Problem requirements: Search the data for the word "remainder" and copy each line that has it.

···

PR #2099, opened 2017-08-29
PCHR 2471: Fix opening balance for open requests

reneolivo:
## Overview
When trying to edit a leave request, it will display the opening balance as the remaining balance - the leave request change which leads to wrong closing balances. Example:

1. The original Opening Balance was 10.
2. The Balance Change was 2.
3. The new Balance is 8 after the request is saved.
4. When editing the request the Opening Balance will be 8 and the Closing Balance is 6. The correct values should be 10 and 8 respectively.

This PR fixes this issue as well as refactoring component initialization on test file.

## Before
anim
Balance is 9, opening balance is 9, change is 6, closing balance is 3.

## After
anim
Balance is 9, opening balance is 15, change is 6, and closing balance is 9.

## Technical Details
Only when editing, an original opening balance object is created:
```js
originalOpeningBalance = {
   absenceTypeId: vm.request.type_id,
   value: vm.selectedAbsenceType.remainder - vm.request.balance_change
};
```
Since balance_change is negative, the value will hold the original balance before the request was created. Using the previous example this would be 9 - -6 = 9 + 6 = 15.

When calculating the new opening and closing balances, if the selected absence types is the original one, it will use the original balance:
```js
if (originalOpeningBalance &&
originalOpeningBalance.absenceTypeId === vm.selectedAbsenceType.id) {
   vm.balance.opening = originalOpeningBalance.value;
} else {
   vm.balance.opening = vm.selectedAbsenceType.remainder;
}
```

## Comments
Components initialization for this test was refactored. Instead of calling `compileComponent` with 6 arguments, now you call it by passing 1 object argument. The benefits of this approach are two:

1. No need to remember the order of the parameters as long as you remember the names.
2. Defaults were set in place to ease the component initialization.

---

- [x] Tests Pass


uk.co.compucorp.civicrm.hrleaveandabsences/js/angular/src/leave-absences/shared/components/leave-request-popup-details-tab.component.js
```diff
@@ -314,6 +316,21 @@ define([
     }
 
     /**
+     * Initialize the original opening balance when in edit mode. This allows
+     * to display the opening balance before the request was created. The
+     * formula is absence type reminder + balance change (balance change is a
+     * negative number so it needs to be subtracted).
+     */
+    function initOriginalOpeningBalance () {
+      if (vm.isMode('edit')) {
```
deb1990: Original Opening Balance, should be saved for approved requests in edit mode only, right? Then you are not checking if it is approved request only.

uk.co.compucorp.civicrm.hrleaveandabsences/js/angular/src/leave-absences/shared/components/leave-request-popup-details-tab.component.js
```diff
@@ -464,7 +481,12 @@ define([
      * Calculates and updates opening and closing balances
      */
     function _calculateOpeningAndClosingBalance () {
-      vm.balance.opening = vm.selectedAbsenceType.remainder;
+      if (originalOpeningBalance &&
+        originalOpeningBalance.absenceTypeId === vm.selectedAbsenceType.id) {
```
deb1990: Please leave a comment in the code, explaining why checking the type is necessary.

uk.co.compucorp.civicrm.hrleaveandabsences/js/angular/src/leave-absences/shared/components/leave-request-popup-details-tab.component.js
reneolivo: Sorry, my bad, it's not just for open leave request, it's for any leave request that has already been saved.

deb1990: I think the requirement for the ticket is applicable for approved requests only, because only when a request is approved, the balance gets updated in the backend. Doing the same for non approved requests, will be wrong, is not it?
Suppose you have entitlement for 20 days, and a leave request for 10 days has been created, but till it is approved, the `selectedAbsenceType.remainder` still remains 20. So if you show 20+10 =30, it will be wrong.

reneolivo: in that case the remainder will be 10. I double checked, and even if the request is in an open state the remainder stores the balance as if the request is approved.

reneolivo: Here's the *after* for a request in a open state:
anim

···

Answer to the exercise:
   value: vm.selectedAbsenceType.remainder - vm.request.balance_change
   vm.balance.opening = vm.selectedAbsenceType.remainder;
-      vm.balance.opening = vm.selectedAbsenceType.remainder;
Suppose you have entitlement for 20 days, and a leave request for 10 days has been created, but till it is approved, the `selectedAbsenceType.remainder` still remains 20. So if you show 20+10 =30, it will be wrong.
reneolivo: in that case the remainder will be 10. I double checked, and even if the request is in an open state the remainder stores the balance as if the request is approved.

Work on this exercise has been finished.